Case Name: BESSIE L. KING, Claimant, v. STATE ROAD COMMISSION, Respondent
Court: West Virginia Court of Claims
Jurisdiction: West Virginia
Decision Date: 1945-10-09
Citations: 3 Ct. Cl. 122
Docket Number: No. 490-S
Parties: BESSIE L. KING, Claimant, v. STATE ROAD COMMISSION, Respondent.
Judges: 
Reporter: Report of the West Virginia Court of Claims
Volume: 3
Pages: 122–124

Head Matter:
(No. 490-S
BESSIE L. KING, Claimant, v. STATE ROAD COMMISSION, Respondent.
Opinion filed October 9, 1945

Opinion:
ROBERT L. BLAND, Judge.
The claim in this case is in the sum of $127.50 and arises out of a highway accident. The record thereof, prepared by the state road commission, was filed with the clerk September 9, 1945. The agency concerned concurs in the claim. It is approved by an assistant attorney general as a claim for which, within the meaning of the act creating the Court of Claims, an appropriation should be made by the Legislature.
The following facts, relied upon for an award in the amount claimed, appear from the record of the case.
About ten o'clock on the morning of September 17, 1944, claimant was driving a 1935 model Buick coupe automobile, bearing license number 157-031, in an easterly direction on state route 20, opposite the Hope Natural Gas Company station, at Hastings, Harrison County, West Virginia. The prison labor division of the state road commission was at the time excavating material from a hillside by the use of shovel and loading into trucks to be hauled away. As she approached the place where the men were working she noticed the shovel and truck, the shovel being on the left side of the road and the truck crosswise of the road on the right side, with the front wheels on the berm, the truck being at a standstill. Claimant slowed down with the intention of stopping, but the flagman motioned her to proceed on her course. As she did so and was passing the rear of the state road commission truck the operator- of the truck backed it into the automobile being so driven by claimant, thereby causing a collision, from which claimant suffered personal injuries and the vehicle she was operating was badly damaged.
The flagman admits that he gave claimant the signal to pass. The operator of the state truck claims that he looked back but did not observe the car's approach until he heard the collision.
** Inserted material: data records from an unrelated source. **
PR #152, opened 2018-08-25
AE49_180825_105428.540

AE49:
Add MIT (https://github.com/AzureAD/azure-activedirectory-library-for-dotnet/blob/master/LICENSE)


capfei:
@AE49 I'm seeing the license as Apache-2.0 per https://github.com/AzureAD/azure-activedirectory-library-for-dotnet/blob/v2.23.302261847/LICENSE. Can you provide the me link to where it states MIT for this version? If it should Apache, let me know and I will update the PR.

ariel11:
@capfei - Is this curation for this package? https://www.nuget.org/packages/Microsoft.IdentityModel.Clients.ActiveDirectory/2.23.302261847?  If so, the download page does point to MIT.

fossygirl:
@capfei @ariel11 I've updated the YAML

PR #153, opened 2018-08-25
AE49_180825_122252.388

AE49:
Add MIT (https://github.com/AzureAD/azure-activedirectory-identitymodel-extensions-for-dotnet/blob/m


capfei:
@AE49 For this version, I see the license as [GPL-2.0](https://github.com/icsharpcode/SharpZipLib/blob/0.86.0.518/doc/COPYING.txt). If you agree, I'll update PR.

ariel11:
@capfei - I agree it is Apache v2 for that version/date.

PR #156, opened 2018-08-25
AE49_180825_122738.226

AE49:
Add MIT (https://github.com/System-IO-Abstractions/System.IO.Abstractions/blob/master/LICENSE)


capfei:
The license file stated [MS-PL](https://github.com/System-IO-Abstractions/System.IO.Abstractions/tree/43e914bcf6f260d94955793e880eaceeba59416b) when this NuGet package version was published. If it states MIT somewhere else, please point me to it so I can take a look.

AE49:
The license link is broken on the NuGet page and the project site is under MIT which we discussed is not applicable after I submitted this entry. It can be declined.

PR #158, opened 2018-08-25
AE49_180825_144034.729

AE49:
Add Apache 2.0 for source code (https://github.com/dotnet/roslyn-analyzers/blob/master/License.txt)


capfei:
The NuGet package is under a Microsoft EULA. Closing PR.

PR #160, opened 2018-08-29
update all nuget curations to proper case

dabutvin:
* these curations happened before the latest crawler was running to respect case


dabutvin:
@capfei good catch!

I forgot we had open ones pending 🤷‍♂️ 
We will have to correct them all. I can take care of this though. 

Thanks

PR #128, opened 2018-08-25
AE49_180825_084134.800

AE49:
Add MIT (https://github.com/fsharp/FSharp.Compiler.Service/blob/master/LICENSE)

PR #163, opened 2018-08-31
AE49_180831_094647.464

AE49:
Add MIT (https://github.com/fsharp/FSharp.Compiler.Service/blob/master/LICENSE)


capfei:
Duplicate of #128

PR #306, opened 2018-09-14
AE49_180914_145915.598

AE49:
+ MIT https://github.com/AzureAD/azure-activedirectory-identitymodel-extensions-for-dotnet/blob/mas


capfei:
Duplicate of #305

PR #364, opened 2018-09-14
AE49_180914_203650.555

AE49:
Add MIT (https://github.com/AzureAD/azure-activedirectory-identitymodel-extensions-for-dotnet/blob/m


capfei:
Duplicate of #303

PR #2217, opened 2019-07-18
Correcting license

ariel11:
**Type:** Incorrect

**Summary:**
Correcting license

**Details:**
The overall project license is MIT

**Resolution:**
See: https://github.com/Tencent/rapidjson/blob/17254e090e0dc3d5d1aca8efd6303cdbd07dbae1/license.txt

**Affected definitions**:
- [rapidjson 17254e090e0dc3d5d1aca8efd6303cdbd07dbae1](https://clearlydefined.io/definitions/git/github/tencent/rapidjson/17254e090e0dc3d5d1aca8efd6303cdbd07dbae1/17254e090e0dc3d5d1aca8efd6303cdbd07dbae1)

### DIFF
--- a/curations/git/github/tencent/rapidjson.yaml
+++ b/curations/git/github/tencent/rapidjson.yaml
@@ -1,0 +1,9 @@
+coordinates:
+  name: rapidjson
+  namespace: tencent
+  provider: github
+  type: git
+revisions:
+  17254e090e0dc3d5d1aca8efd6303cdbd07dbae1:
+    licensed:
+      declared: MIT


ariel11:
@pombredanne - I think you wanted a head's up when the scanners incorrectly identified a license?  It looks to me like that happened here. Scanners identified the declared license as ISC.  It looks like MIT to me (with other licenses applicable to portions of the project, as listed in 'discovered licenses').

pombredanne:
@ariel11 that's an interesting one with a conflict:
1. this is an NPM with effectively a declared ISC license https://github.com/Tencent/rapidjson/blob/17254e090e0dc3d5d1aca8efd6303cdbd07dbae1/package.json#L19
2. per this https://raw.githubusercontent.com/Tencent/rapidjson/17254e090e0dc3d5d1aca8efd6303cdbd07dbae1/license.txt the license is `MIT AND JSON AND BSD-3-Clause`

BUT .... that JSON one is an odd ball and its JSON license only applies to the jsonchecker code that would typically not be part of the main build: it applies only to tests files in https://github.com/Tencent/rapidjson/tree/master/bin/jsonchecker ... So I would not included it in the Declared license.

As for the BSD license the code is bundled and vendored and built in the main  package but ONLY on Windows. https://github.com/Tencent/rapidjson/tree/master/include/rapidjson/msinttypes (this is familiar because I had posted this long ago: https://code.google.com/archive/p/msinttypes/issues/7 ). I would still include it at all times for sanity.

So `MIT AND BSD-3-Clause` would likely be the best declared license.

The other issue from the `ISC` in the package.json: may be @miloyip can help there?  (NB: I verified that this issue still exist (MIT vs. ISC)  in the latest master)
IMHO I think that ISC is a mistake.

pombredanne:
@ariel11 just to clarify in this case: you wrote:

> Scanners identified the declared license as ISC. 

Here the ISC license is effectively present in the package.json and correctly picked up by ScanCode AND I think that we should look not only at package manifests but also at other key files (here the license.txt) when populating the CD "Declared" license field. (this is separate from the curation specifics discussed above)

ariel11:
@pombredanne - this PR is not to curate the license for the NPM....just the license for this GitHub commit (17254e090e0dc3d5d1aca8efd6303cdbd07dbae1). For the GitHub commit, I would go with the license.txt, not the package.json file.  Also, with the 'declared' and 'discovered' license distinction, I thought we were viewing the declared license as the **primary** license(s) that apply to the whole project (except for any files that have other/different copyright/license info).  Per the license.txt, the primary license is MIT and only certain files/dependencies are under the other licenses - "If you have downloaded a copy of the RapidJSON source code from Tencent, please note that RapidJSON source code is licensed under the MIT License, except for the third-party components listed below which are subject to different license terms. ."  So, I think the "declared" license for this GitHub commit would just be "MIT."  Thoughts?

Claimant's personal injuries consisted of bruised forehead, loss of tooth, and pain around the right margin of the thoracic cavity extending from the sternum to the vertebral bodies. For necessary attention and treatment she incurred liability to pay doctor and dentist bills amounting to $51.00 as shown by itemized statements made parts of the record. She should be compensated by way of an award for this amount. The balance of her claim, $76.50, is for damages sustained to the automobile which she was driving at the time of the collision. She is not entitled to an award for such damages because it appears from the record that the automobile did not belong to her but was owned by her daughter, Miss Leah King, who could have been made a coclaimant with her mother, but was not. We must deal with the record as it comes to us. Notwithstanding the concurrence of respondent in the whole claim and its approval by the attorney general's office, we cannot recommend an appropriation of $76.50 to claimant for damages to an automobile which she does not own. In a way the members of the Court of Claims are guardians of the public revenues.
The owner of the damaged automobile can hereafter file a claim with the state road commission for the damage to which the record shows she would be entitled, if she elects to do so.
An award is made in favor of claimant Bessie L. King for fifty - one dollars ($51.00) to cover personal injuries suffered by her on account of the accident hereinbefore mentioned, but an award to her for damages to the automobile in which she was driving — and belonging to her daughter — is denied, regardless of any agreement which may have been made by the officials of the road commission before the claim came to this court. Such agreements cannot control the action of the court, which must depend upon the showing made by the record of each claim which it may be called upon to determine. Only the head of a state agency is authorized by the court act to concur in a claim. No such power is given by statute to subordinate officials.